Facebook turns five
Chief executive Mark Zuckerberg, who co-founded the social networking website with two Harvard University roommates five years ago, marked the occasion in low-key fashion with a blog post urging members to send a virtual gift to their online friends.
"In the spirit of celebrating connections between people, we encourage you to use this gift to give thanks to your friends, colleagues and family members with whom you are connected on Facebook," he wrote.
Zuckerberg, 24, said he was "humbled" by the phenomenal growth of a website which began as a way for his fellow Harvard students to stay connected and has blossomed into a worldwide network that has dwarfed rival MySpace.
"Facebook was founded in 2004 to give people the tools to engage and understand the world around them," he said. "We are glad and humbled that so many people are using Facebook in this way."
Zuckerberg, who has a personal worth of $1.5 billion according to Forbes magazine, launched Facebook from his Harvard dorm room on February 4, 2004 with roommates Dustin Moscovitz and Chris Hughes.
It quickly spread to other schools around the country and eventually anyone aged 13 or older with an Internet connection was allowed to create a Facebook profile and post photos or update their friends on their status.
With the astronomical growth has also come controversy.
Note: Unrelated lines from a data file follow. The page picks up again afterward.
PR #1727, opened 2020-05-11
add error logging wraps for CloseHandle and LocalFree

Shrini-h:
#### Describe Bug or Feature

No error logs printed if CloseHandle or LocalFree fails

#### Describe Your Change

adding new wrapper functions that log the error in case of failure.
wrapper is invoked using a macro overriding all the API invocations

#### Attach Test and Valgrind Logs/Output

[20200511.txt](https://github.com/PBSPro/pbspro/files/4609332/20200511.txt)

error was forced using a debugger
```
05/11/2020 04:52:31;0100;pbs_mom;Req;;Type 1 request received from root@192.168.153.132:15001, sock=2
05/11/2020 04:52:31;0100;pbs_mom;Req;;Type 5 request received from root@192.168.153.132:15001, sock=2
05/11/2020 04:55:04;0001;pbs_mom;n/a;has_privilege;CloseHandle(procToken) at line 2810 failed with error 0, Handle[638]
05/11/2020 04:55:50;0001;pbs_mom;n/a;getdefgrpname;LocalFree(sid) at line 1923 failed with error 122, Handle[94e4728]
05/11/2020 04:56:55;0001;pbs_mom;n/a;LogonUserNoPass;CloseHandle(hToken) at line 3901 failed with error 0, Handle[640]
05/11/2020 04:57:51;0100;pbs_mom;Job;0.mixlin;allowed pbsuser to access window station and desktop, 

```

PR #1738, opened 2020-05-13
Refactor some part of Libwin code

SudeshnaMoulik:
#### Describe Bug or Feature

It is difficult to debug Windows issue due to lack of error messages.

#### Describe Your Change

- Removed unused code
- Added more messages wherever necessary


src/lib/Libwin/accesinfo.c
```diff
@@ -84,6 +84,10 @@ create_secure_dacl(char *user, ACCESS_MASK mask, SID *owner_sid)
 
 	rids[0] = DOMAIN_ALIAS_RID_ADMINS;
 	k = getgids(getlogin(), grp, rids);
+	if (k <= 0) {
+		sprintf(logb, "failed to get group-id for %s user", getlogin());
+		log_err(-1, __func__, logb);
```
subhasisb, line 89: errno?

src/lib/Libwin/accesinfo.c
```diff
@@ -106,9 +110,11 @@ create_secure_dacl(char *user, ACCESS_MASK mask, SID *owner_sid)
 				grp[k] = sid;
 				k++;
 			}
+		} else {
+			sprintf(logb, "failed to get group and user sid for %s user", user);
+			log_err(-1, __func__, logb);
```
subhasisb, line 115: errno?

src/lib/Libwin/accesinfo.c
```diff
@@ -126,7 +132,11 @@ create_secure_dacl(char *user, ACCESS_MASK mask, SID *owner_sid)
 		log_err(-1, __func__, logb);
 		return NULL;
 	}
-	InitializeAcl(ndacl, cbAcl, ACL_REVISION);
+	if (InitializeAcl(ndacl, cbAcl, ACL_REVISION) == 0) {
+		sprintf(logb, "failed to InitializeAcl with errorno %d", GetLastError());
```
subhasisb, line 136: either say error code, or errno (like linux). errorno is bit unconventional

src/lib/Libwin/accesinfo.c
```diff
@@ -139,15 +149,15 @@ create_secure_dacl(char *user, ACCESS_MASK mask, SID *owner_sid)
 
 		if (user != NULL && mask != 0 && i == (k-1)) {
 			if (AddAccessAllowedAce(ndacl, ACL_REVISION, mask | 0x00100000, grp[i]) == 0) {
-				sprintf(logb, "failed to add %d to %s", mask,
-					name);
+				sprintf(logb, "failed to add %d to %s with errorno %d", mask,
```
subhasisb, line 152: instead of printing the errnot in the log buffer, can we pass it to first parameter of log_err()?

src/lib/Libwin/accesinfo.c
```diff
@@ -184,22 +194,43 @@ secure_file(char *path, char *user, ACCESS_MASK mask)
 	char	logb[LOG_BUF_SIZE] = {'\0' } ;
 	char	*gname = NULL;
 
-	if (path == NULL || *path == '\0')
+	if (path == NULL || *path == '\0') {
+		sprintf(logb, "Invalid path");
+		log_err(-1, __func__, logb);
```
subhasisb, line 199: errno?

src/lib/Libwin/accesinfo.c
```diff
@@ -184,22 +194,43 @@ secure_file(char *path, char *user, ACCESS_MASK mask)
...
 		return (0);
+	}
 
-	if (lstat(path, &sbuf) == -1)
+	if (lstat(path, &sbuf) == -1) {
+		sprintf(logb, "Path don't exists");
+		log_err(-1, __func__, logb);
```
subhasisb, line 205: errno?

src/lib/Libwin/accesinfo.c
```diff
@@ -184,22 +194,43 @@ secure_file(char *path, char *user, ACCESS_MASK mask)
...
+			log_err(-1, __func__, logb);
+		}
+	}
 
-	if (!has_privilege(SE_TAKE_OWNERSHIP_NAME))
-		ena_privilege(SE_TAKE_OWNERSHIP_NAME);
+	if (!has_privilege(SE_TAKE_OWNERSHIP_NAME)) {
+		if (ena_privilege(SE_TAKE_OWNERSHIP_NAME) == 0) {
+			sprintf(logb, "Unable to enable privilege: SE_TAKE_OWNERSHIP_NAME");
+			log_err(-1, __func__, logb);
```
subhasisb, line 219: errno?

src/lib/Libwin/accesinfo.c
```diff
@@ -184,22 +194,43 @@ secure_file(char *path, char *user, ACCESS_MASK mask)
...
+		}
+	}
 
-	if (!has_privilege(SE_SECURITY_NAME))
-		ena_privilege(SE_SECURITY_NAME);
+	if (!has_privilege(SE_SECURITY_NAME)) {
+		if (ena_privilege(SE_SECURITY_NAME) == 0) {
+			sprintf(logb, "Unable to enable privilege: SE_SECURITY_NAME");
+			log_err(-1, __func__, logb);
```
subhasisb, line 226: errno?

src/lib/Libwin/accesinfo.c
```diff
@@ -184,22 +194,43 @@ secure_file(char *path, char *user, ACCESS_MASK mask)
...
+		}
+	}
 
-	InitializeSecurityDescriptor(&sd, SECURITY_DESCRIPTOR_REVISION);
+	if (InitializeSecurityDescriptor(&sd, SECURITY_DESCRIPTOR_REVISION) == 0) {
+		sprintf(logb, "InitializeSecurityDescriptor failed with errorno %d", GetLastError());
+		log_err(-1, __func__, logb);
```
subhasisb, line 232: errno?

src/lib/Libwin/accesinfo.c
```diff
@@ -210,21 +241,24 @@ secure_file(char *path, char *user, ACCESS_MASK mask)
 
 	if (usid) {
 		if (SetSecurityDescriptorOwner(&sd, usid, FALSE) == 0) {
-			sprintf(logb, "error setting owner for file %s", path);
-			log_err(-1, "secure_file", logb);
+			sprintf(logb, "error setting owner for file %s with errorno %d", path, GetLastError());
+			log_err(-1, __func__, logb);
```
subhasisb, line 245: Can we print errno in log_err in please of -1

src/lib/Libwin/passwd.c
```diff
@@ -395,18 +393,25 @@ sid_dup(SID *src_sid)
 {
 	DWORD	sid_len_need;
 	SID	*dest_sid = NULL;
+	char logb[LOG_BUF_SIZE] = {'\0'};
```
subhasisb, line 396: why use logb, why not use log_buffer itself?

src/lib/Libwin/accesinfo.c
SudeshnaMoulik: As this (getgids) is pbs function and we already handled error no login in corresponding steps inside that function depending on which api failed, so didn't log the code again here.

src/lib/Libwin/accesinfo.c
SudeshnaMoulik: Same as above. getusersid already handles corresponding API failures

src/lib/Libwin/accesinfo.c
SudeshnaMoulik: Right, Will change all of them to "errno"

src/lib/Libwin/accesinfo.c
SudeshnaMoulik: I didn't understand. If the path is NULL then what error code we are expecting ? I mean we are not calling in API here

subhasisb: yeah ignore that, no api call there

src/lib/Libwin/accesinfo.c
Shrini-h: why repeat getlogin() again just to get the username?

SudeshnaMoulik: yes

src/lib/Liblog/pbs_log.c
```diff
@@ -724,15 +725,15 @@ log_err(int errnum, const char *routine, const char *text)
...
+		snprintf(buf, LOG_BUF_SIZE, "GetLastError() returned: %d. ", err);
 		FormatMessage(
 			FORMAT_MESSAGE_ALLOCATE_BUFFER |
 			FORMAT_MESSAGE_FROM_SYSTEM |
 			FORMAT_MESSAGE_IGNORE_INSERTS,
 			NULL, err,
 			MAKELANGID(LANG_NEUTRAL, SUBLANG_DEFAULT),
 			(LPTSTR)&lpMsgBuf, 0, NULL);
-		strncpy(buf, lpMsgBuf, sizeof(buf));
+		strncat(buf, lpMsgBuf, LOG_BUF_SIZE - (int)strlen(buf));
```
RKORavi, line 736: Should this line be strncat(buf, lpMsgBuf, LOG_BUF_SIZE - strlen(log_buffer) - 1)) ?

src/lib/Libwin/dir.c
```diff
@@ -71,20 +72,23 @@ opendir(const char *name)
...
+	if (hdir == INVALID_HANDLE_VALUE) {
+		log_err(-1, __func__, "failed in FindFirstFile");
 		return NULL;
-
+	}
 	dir = (DIR *)malloc(sizeof(DIR));
 
-	if (dir == NULL)
+	if (dir == NULL) {
+		log_err(errno, __func__, "failed to allocate memory for dir");
```
RKORavi, line 82: Did you miss adding errno = GetLastError(); before this line?. errno is not defined in this function won't this throw an error here. or am i missing something?

src/lib/Libwin/dir.c
```diff
@@ -71,20 +72,23 @@ opendir(const char *name)
...
 		return NULL;
-
+	}
 
 	dir->handle = hdir;
 	dir->pos = DIR_BEGIN;
 	dir->entry = (struct dirent *)malloc(sizeof(struct dirent));
 
 	if (dir->entry == NULL) {
+		log_err(errno, __func__, "failed to allocate memory for dir->entry");
```
RKORavi, line 91: same as above

src/lib/Libwin/dir.c
SudeshnaMoulik: no its intentional. malloc sets the errno

src/lib/Libwin/popen.c
```diff
@@ -177,7 +184,9 @@ win_popen(char	*cmd, const char *type, struct pio_handles *pio, struct proc_ctrl
 		else
 			fsuccess = CreateProcess(NULL, cmd_line, &sa, &sa, proc_info->bInheritHandle,
 				CREATE_NO_WINDOW, NULL, NULL, &si, &pio->pi);
-
+		if (fsuccess == 0) {
+			log_err(-1, __func__, "failed in CreateProcess");
```
RKORavi, line 188: this condition doesn't seem right.
did you mean if(!fsuccess)(...

src/lib/Libwin/gethostid.c
```diff
@@ -147,8 +147,10 @@ gethostid(void)
...
 	sz = sizeof(cname);
 
-	if (GetComputerName(cname, &sz) == 0)
+	if (GetComputerName(cname, &sz) == 0) {
+		log_err(-1, __func__, "failed in GetComputerName");
 		return (ret);
+	}
 
 	sz1 = 0;
 	sz2 = sizeof(domain);
```
RKORavi, line 156: No log messages for other call failures - LookupAccountName, malloc,

SudeshnaMoulik: For malloc one, yes i will add log. But for others its already handled in the code

src/lib/Libwin/popen.c
SudeshnaMoulik: No this is correct, as per https://docs.microsoft.com/en-us/windows/win32/api/processthreadsapi/nf-processthreadsapi-createprocessa

src/lib/Libwin/accesinfo.c
```diff
@@ -269,8 +281,7 @@ secure_file(char *path, char *user, ACCESS_MASK mask)
 	si |= DACL_SECURITY_INFORMATION;
 
 	if (SetFileSecurity(path, si, &sd) == 0) {
-		sprintf(logb, "error setting security for file %s", path);
-		log_err(-1, "secure_file", logb);
+		log_err(-1, __func__, "failed in SetFileSecurity");
 		if (usid) LocalFree(usid);
 		if (gsid) LocalFree(gsid);
 		(void)free(pdacl);
```
sakshamgarg, line 287: We should add log at https://github.com/PBSPro/pbspro/blob/6514592d1bca52adb5cd2bdb3233be1f9838a25a/src/lib/Libwin/accesinfo.c#L303

src/lib/Libwin/accesinfo.c
```diff
@@ -526,8 +549,7 @@ secure_file2(char *path, char *user, ACCESS_MASK mask, char *user2, ACCESS_MASK
 	si |= DACL_SECURITY_INFORMATION;
 
 	if (SetFileSecurity(path, si, &sd) == 0) {
-		sprintf(logb, "error setting security for file %s", path);
-		log_err(-1, "secure_file2", logb);
+		log_err(-1, __func__, "failed in SetFileSecurity");
 		if (usid) LocalFree(usid);
 		if (gsid) LocalFree(gsid);
 		(void)free(pdacl);
```
sakshamgarg, line 555: Should we add log here https://github.com/PBSPro/pbspro/blob/6514592d1bca52adb5cd2bdb3233be1f9838a25a/src/lib/Libwin/accesinfo.c#L571

src/lib/Liblog/pbs_log.c
```diff
@@ -724,15 +725,15 @@ log_err(int errnum, const char *routine, const char *text)
 		LPVOID	lpMsgBuf;
 		int	err = GetLastError();
```
npadole20, line 726: Can we change this to DWORD err? Return type of GetLastError() is DWORD.

src/lib/Liblog/pbs_log.c
```diff
@@ -724,15 +725,15 @@ log_err(int errnum, const char *routine, const char *text)
...
 		int		len;
-
+		snprintf(buf, LOG_BUF_SIZE, "GetLastError() returned: %d. ", err);
```
npadole20, line 728: if we change err to DWORD as per above comment, use %lu here.

src/lib/Liblog/pbs_log.c
```diff
@@ -724,15 +725,15 @@ log_err(int errnum, const char *routine, const char *text)
...
 		FormatMessage(
 			FORMAT_MESSAGE_ALLOCATE_BUFFER |
 			FORMAT_MESSAGE_FROM_SYSTEM |
 			FORMAT_MESSAGE_IGNORE_INSERTS,
 			NULL, err,
 			MAKELANGID(LANG_NEUTRAL, SUBLANG_DEFAULT),
 			(LPTSTR)&lpMsgBuf, 0, NULL);
-		strncpy(buf, lpMsgBuf, sizeof(buf));
+		strncat(buf, lpMsgBuf, LOG_BUF_SIZE - (int)strlen(buf) - 1);
```
npadole20, line 736: Why this change?

src/lib/Libwin/dir.c
```diff
@@ -187,6 +193,7 @@ link(const char *oldpath, const char *newpath)
 
 	if (ret != 0) {
 		errno = GetLastError();
```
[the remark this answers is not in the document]
SudeshnaMoulik: No. Because there could be a possibility where the caller check this.

src/lib/Libwin/gethostid.c
```diff
@@ -158,6 +160,7 @@ gethostid(void)
 
 	sid = malloc(sz1);
 	if (sid == NULL) {
+		log_err(errno, __func__, "memory allocation failed for sid");
 		return (ret);
 	}
```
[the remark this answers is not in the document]
SudeshnaMoulik: As per the below link, "If the function fails, the return value is undefined." https://docs.microsoft.com/en-us/windows/win32/api/securitybaseapi/nf-securitybaseapi-getsidsubauthority

src/lib/Libwin/popen.c
```diff
@@ -97,12 +97,14 @@ win_popen(char	*cmd, const char *type, struct pio_handles *pio, struct proc_ctrl
 	if (CreatePipe(&hReadPipe_out, &hWritePipe_out, &sa, 0) == 0) {
 		fprintf(stderr, "\npopen: pipe creation failed!\n");
 		errno = GetLastError();
```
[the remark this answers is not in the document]
SudeshnaMoulik: You are right except 271. Please take a look at pbs_attach.c. Thanks

src/lib/Liblog/pbs_log.c
SudeshnaMoulik: Because we are changing the buffer now before this.

src/lib/Libwin/accesinfo.c
```diff
@@ -80,16 +80,18 @@ create_secure_dacl(char *user, ACCESS_MASK mask, SID *owner_sid)
 	int k = 0;
 	int cbAcl = 0;
 	ACL *ndacl = NULL;
-	char logb[LOG_BUF_SIZE] = {'\0' };
+	char logb[LOG_BUF_SIZE] = {'\0' } ;
```
subhasisb, line 83: why not just use log_buffer instead of defining another variable. Anyways, we are using log.h and calling logging functions from liblog

subhasisb: Also, i thnk this kind of initilization of large buffers is slow. It will basically memset the entire 4096 byte with 0, whereas we probably dont need that

src/lib/Libwin/accesinfo.c
```diff
@@ -80,16 +80,18 @@ create_secure_dacl(char *user, ACCESS_MASK mask, SID *owner_sid)
...
+	if (k <= 0) {
+		log_eventf(PBSEVENT_ERROR, 0, LOG_DEBUG, __func__, "failed to get group-id");
+	}
 
 	if ((k < _MAX_GROUPS) && (owner_sid != NULL)) {
 		grp[k] = sid_dup(owner_sid);
 		if (grp[k] == NULL) {
-			sprintf(logb, "failed to copy owner_sid");
-			log_err(-1, __func__, logb);
+			log_eventf(PBSEVENT_ERROR, 0, LOG_DEBUG, __func__, "failed to copy owner_sid");
```
subhasisb, line 94: Are these logs going to appear only in debug mode? I think we should log ALL errors in all logging levels

src/lib/Libwin/accesinfo.c
```diff
@@ -106,9 +108,10 @@ create_secure_dacl(char *user, ACCESS_MASK mask, SID *owner_sid)
 				grp[k] = sid;
 				k++;
 			}
+		} else {
+			log_eventf(PBSEVENT_ERROR, 0, LOG_DEBUG, __func__, "failed to get group and user sid");
```
subhasisb, line 112: Are these logs going to appear only in debug mode? I think we should log ALL errors in all logging levels

src/lib/Libwin/accesinfo.c
```diff
@@ -80,16 +80,18 @@ create_secure_dacl(char *user, ACCESS_MASK mask, SID *owner_sid)
 	int k = 0;
 	int cbAcl = 0;
 	ACL *ndacl = NULL;
-	char logb[LOG_BUF_SIZE] = {'\0' };
+	char logb[LOG_BUF_SIZE] = {'\0' } ;
 
 	rids[0] = DOMAIN_ALIAS_RID_ADMINS;
 	k = getgids(getlogin(), grp, rids);
+	if (k <= 0) {
+		log_eventf(PBSEVENT_ERROR, 0, LOG_DEBUG, __func__, "failed to get group-id");
```
subhasisb, line 88: also no error code in these function failures?

src/lib/Libwin/accesinfo.c
subhasisb, line 94: also no error code in these function failures?

src/lib/Libwin/accesinfo.c
```diff
@@ -181,25 +185,39 @@ secure_file(char *path, char *user, ACCESS_MASK mask)
...
 
-	if (path == NULL || *path == '\0')
+	if (path == NULL || *path == '\0') {
+		log_eventf(PBSEVENT_ERROR, 0, LOG_DEBUG, __func__, "invalid path");
 		return (0);
+	}
 
-	if (lstat(path, &sbuf) == -1)
+	if (lstat(path, &sbuf) == -1) {
+		log_eventf(PBSEVENT_ERROR, 0, LOG_DEBUG, __func__, "Path don't exists");
```
subhasisb, line 196: We should pass on the errno here

src/lib/Libwin/accesinfo.c
```diff
@@ -181,25 +185,39 @@ secure_file(char *path, char *user, ACCESS_MASK mask)
...
 		return (0);	/* ignore non-existent files! */
+	}
 
-	if (!has_privilege(SE_RESTORE_NAME))
-		ena_privilege(SE_RESTORE_NAME);
+	if (!has_privilege(SE_RESTORE_NAME)) {
+		if (ena_privilege(SE_RESTORE_NAME) == 0) {
+			log_eventf(PBSEVENT_ERROR, 0, LOG_DEBUG, __func__, "Unable to enable privilege: SE_RESTORE_NAME");
```
subhasisb, line 202: No error codesin the previous failure?

src/lib/Libwin/accesinfo.c
```diff
@@ -181,25 +185,39 @@ secure_file(char *path, char *user, ACCESS_MASK mask)
...
+		}
+	}
 
-	if (!has_privilege(SE_TAKE_OWNERSHIP_NAME))
-		ena_privilege(SE_TAKE_OWNERSHIP_NAME);
+	if (!has_privilege(SE_TAKE_OWNERSHIP_NAME)) {
+		if (ena_privilege(SE_TAKE_OWNERSHIP_NAME) == 0) {
+			log_eventf(PBSEVENT_ERROR, 0, LOG_DEBUG, __func__, "Unable to enable privilege: SE_TAKE_OWNERSHIP_NAME");
```
subhasisb, line 208: same as above

src/lib/Libwin/accesinfo.c
```diff
@@ -181,25 +185,39 @@ secure_file(char *path, char *user, ACCESS_MASK mask)
...
+		}
+	}
 
-	if (!has_privilege(SE_SECURITY_NAME))
-		ena_privilege(SE_SECURITY_NAME);
+	if (!has_privilege(SE_SECURITY_NAME)) {
+		if (ena_privilege(SE_SECURITY_NAME) == 0) {
+			log_eventf(PBSEVENT_ERROR, 0, LOG_DEBUG, __func__, "Unable to enable privilege: SE_SECURITY_NAME");
```
subhasisb, line 214: Are these DEBUG only messages - we need error logs printed always

src/lib/Libwin/accesinfo.c
```diff
@@ -251,16 +268,14 @@ secure_file(char *path, char *user, ACCESS_MASK mask)
 
 	pdacl = create_secure_dacl(user, mask, usid);
 	if (pdacl == NULL) {
-		sprintf(logb, "failed to create secure dacl for file %s", path);
-		log_err(-1, "secure_file", logb);
+		log_eventf(PBSEVENT_ERROR, 0, LOG_DEBUG, __func__, "failed to create secure dacl for file %s", path);
```
subhasisb, line 271: no error code from previous call?

src/lib/Liblog/pbs_log.c
```diff
@@ -715,24 +715,25 @@ log_open_main(char *filename, char *directory, int silent)
...
 
 	if (errnum == -1) {
 
 #ifdef WIN32
 		LPVOID	lpMsgBuf;
-		int	err = GetLastError();
+		DWORD	err = GetLastError();
 		int		len;
-
+		snprintf(buf, LOG_BUF_SIZE, "Error code: %lu. ", err);
```
Shrini-h, line 728: Now if the message is long, should we save space by reducing "Error code: XXXXXXX." to something like "Err(XXXXX)" ?

src/lib/Libwin/accesinfo.c
Shrini-h: since this is used for adding formatted string to logerr down somewhere, I wish there was an api "log_errf" similar to "log_eventf", so that we could have completely avoid local log bufferers

hirenvadalia: @Shrini-h I suggest adding log_errf (see this https://github.com/PBSPro/pbspro/pull/1592#discussion_r395842996)...

src/lib/Libwin/passwd.c
```diff
@@ -1989,8 +2096,10 @@ getlogin(void)
 
 		if (OpenThreadToken(GetCurrentThread(), TOKEN_ALL_ACCESS,
 			TRUE, &token)  == 0) {
-			OpenProcessToken(GetCurrentProcess(), TOKEN_ALL_ACCESS,
-				&token);
+			if (OpenProcessToken(GetCurrentProcess(), TOKEN_ALL_ACCESS,
```
Shrini-h, line 2099: since we use getlogin at so many places, could be calling from multiple threads? if so we need to make this function reentrant by removing the static char usern[]

src/lib/Libwin/accesinfo.c
Shrini-h: is it really error to have k = 0, what if there are no group-id

src/lib/Libwin/accesinfo.c
Shrini-h: I think the LOG_DEBUG is for syslog, why dont we have it same as pbs event

src/lib/Libwin/accesinfo.c
Shrini-h: you can use log_err(-1,

src/lib/Libwin/accesinfo.c
Shrini-h: you can use log_err(-1,

src/lib/Libwin/accesinfo.c
Shrini-h: you can use log_err(-1,

src/lib/Libwin/accesinfo.c
```diff
@@ -210,21 +228,21 @@ secure_file(char *path, char *user, ACCESS_MASK mask)
 
 	if (usid) {
 		if (SetSecurityDescriptorOwner(&sd, usid, FALSE) == 0) {
-			sprintf(logb, "error setting owner for file %s", path);
-			log_err(-1, "secure_file", logb);
+			log_err(-1, __func__, "failed in SetSecurityDescriptorOwner");
```
Shrini-h, line 231: wont printing value of "path" help? or will it be printed in other log?

src/lib/Libwin/accesinfo.c
```diff
@@ -210,21 +228,21 @@ secure_file(char *path, char *user, ACCESS_MASK mask)
...
 			LocalFree(usid);
 			return (0);
 		}
 		si |= OWNER_SECURITY_INFORMATION;
 
 		/* to reset perms, trick is to set ownership of file first */
 		if (SetFileSecurity(path, si, &sd) == 0) {
-			sprintf(logb, "error setting actual owner for file %s", path);
-			log_err(-1, "secure_file", logb);
+			log_err(-1, __func__, "failed in SetFileSecurity");
```
Shrini-h, line 239: wont printing value of "path" help? or will it be printed in other log?

src/lib/Libwin/accesinfo.c
```diff
@@ -239,8 +257,7 @@ secure_file(char *path, char *user, ACCESS_MASK mask)
 
 	if (gsid) {
 		if (SetSecurityDescriptorGroup(&sd, gsid, FALSE) == 0) {
-			sprintf(logb, "error setting group for file %s", path);
-			log_err(-1, "secure_file", logb);
+			log_err(-1, __func__, "failed in SetSecurityDescriptorGroup");
```
Shrini-h, line 260: wont printing value of "path" help? or will it be printed in other log?

src/lib/Libwin/passwd.c
```diff
@@ -396,17 +394,21 @@ sid_dup(SID *src_sid)
 	DWORD	sid_len_need;
 	SID	*dest_sid = NULL;
 
-	if ((src_sid == NULL) || (!IsValidSid(src_sid)))
+	if ((src_sid == NULL) || (!IsValidSid(src_sid))) {
+		log_err(-1, __func__, "Invalid sid");
```
Shrini-h, line 398: if src_sid is NULL then log_err will have wrong GetLastError()

src/lib/Libwin/accesinfo.c
SudeshnaMoulik: Thanks @Shrini-h for pointing this out. Will remove this check

src/lib/Libwin/accesinfo.c
SudeshnaMoulik: Will change the log level to LOG_ERR

SudeshnaMoulik: No, because that is already handled inside "sid_dup"

src/lib/Libwin/accesinfo.c
SudeshnaMoulik: If lstat() fails then the corresponding implementation in util.c logs the error code and message.
Do you recommend to remove this log message from here?

src/lib/Libwin/accesinfo.c
SudeshnaMoulik: For both the has_privilege and ena_privilege, corresponding implementation logs the error depending on where it fails. That's why didn't log them again here

src/lib/Libwin/accesinfo.c
SudeshnaMoulik: Logging of error code already handles inside that API

src/lib/Libwin/accesinfo.c
```diff
@@ -496,8 +518,7 @@ secure_file2(char *path, char *user, ACCESS_MASK mask, char *user2, ACCESS_MASK
 	}
 	if (gsid) {
 		if (SetSecurityDescriptorGroup(&sd, gsid, FALSE) == 0) {
-			sprintf(logb, "error setting group for file %s", path);
-			log_err(-1, "secure_file2", logb);
+			log_err(-1, __func__, "failed in SetSecurityDescriptorGroup for %s", path);
```
Shrini-h, line 521: why not print "gname" ?

src/lib/Libwin/accesinfo.c
```diff
@@ -508,16 +529,14 @@ secure_file2(char *path, char *user, ACCESS_MASK mask, char *user2, ACCESS_MASK
 
 	pdacl = create_secure_dacl2(user, mask, user2, mask2, usid);
 	if (pdacl == NULL) {
-		sprintf(logb, "failed to create secure dacl for file %s", path);
-		log_err(-1, "secure_file2", logb);
+		log_eventf(PBSEVENT_ERROR, 0, LOG_ERR, __func__, "failed to create secure dacl for file %s", path);
```
Shrini-h, line 532: why not print user, mask, user2, mask2

src/lib/Libwin/accesinfo.c
```diff
@@ -816,22 +837,27 @@ perm_granted_admin_and_owner(char *path, int disallow, char *owner, char *errmsg
...
+		goto chkerr;
+	}
 
 	allowed = (struct accessinfo *)malloc(sizeof(struct accessinfo)*sizeInfo.AceCount);
 	denied = (struct accessinfo *)malloc(sizeof(struct accessinfo)*sizeInfo.AceCount);
 
 	if (allowed == NULL || denied == NULL) {
 		rc = errno;
 		strcpy(errmsg, "malloc of allowed or denied struct failed!");
+		log_err(errno, __func__, errmsg);
```
Shrini-h, line 860: errno could be wrong if first malloc failed and second one succeeded?

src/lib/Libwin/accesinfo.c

Facebook has been accused of violating privacy, facilitating online sexual predators and hate groups and simply being a colossal waste of time.
It has also been touted as a force for good, serving as bridge between people and even as a tool to counter terrorism and repressive governments.
Both Moscovitz and Hughes have since left the company -- Moscovitz last year to set up an Internet technology firm and Hughes to join the online campaign of then-Democratic presidential candidate Barack Obama.
Zuckerberg predicted a bright future for the Palo Alto, California-based Facebook and its 800 employees.
"Building and moving quickly for five years hasn't been easy, and we aren't finished," Zuckerberg said. "The challenge motivates us to keep innovating and pushing technical boundaries to produce better ways to share information."
One challenge Facebook is yet to overcome is how to make money.
US software giant Microsoft bought a 1.6 per cent stake in Facebook in 2007 for $240 million, valuing the social network on paper at $15 billion.
But Facebook, unlike other web giants such as Amazon, eBay, Google and Yahoo!, is yet to prove how it is going to translate traffic into cash.
"There's no significant visible source of revenue other than investors," said Silicon Valley analyst Rob Enderle of the Enderle Group.
"There's a lot of potential there but they're still kind of living in this dotcom mindset where a business plan doesn't make a difference," he said. "And as we saw with the dotcoms, that has a very unfortunate end to it."
"Google was able to figure out fairly quickly how to monetize what they were doing and they became a giant and that's the potential for Facebook but they've got to cross that chasm," Enderle said.
Going public with an IPO, or initial public offering, would not appear to be an option for Facebook right now.
"Doing a public offering when you have no revenue? Good luck with that -- particularly in this market," said Enderle.
Advertising could be a money-spinner but "the ad model doesn't seem like it works all that well for Facebook -- though it could," said Enderle. "You know an awful lot about people, and so you would think they could do targeted ads."
"Whatever the path, Facebook doesn't have an unlimited period of time to find it," Enderle said.
"They need to grow out of their childhood really fast. They can't be a five-year-old anymore," he said. "They have to grow into adulthood and adulthood means paying the bills."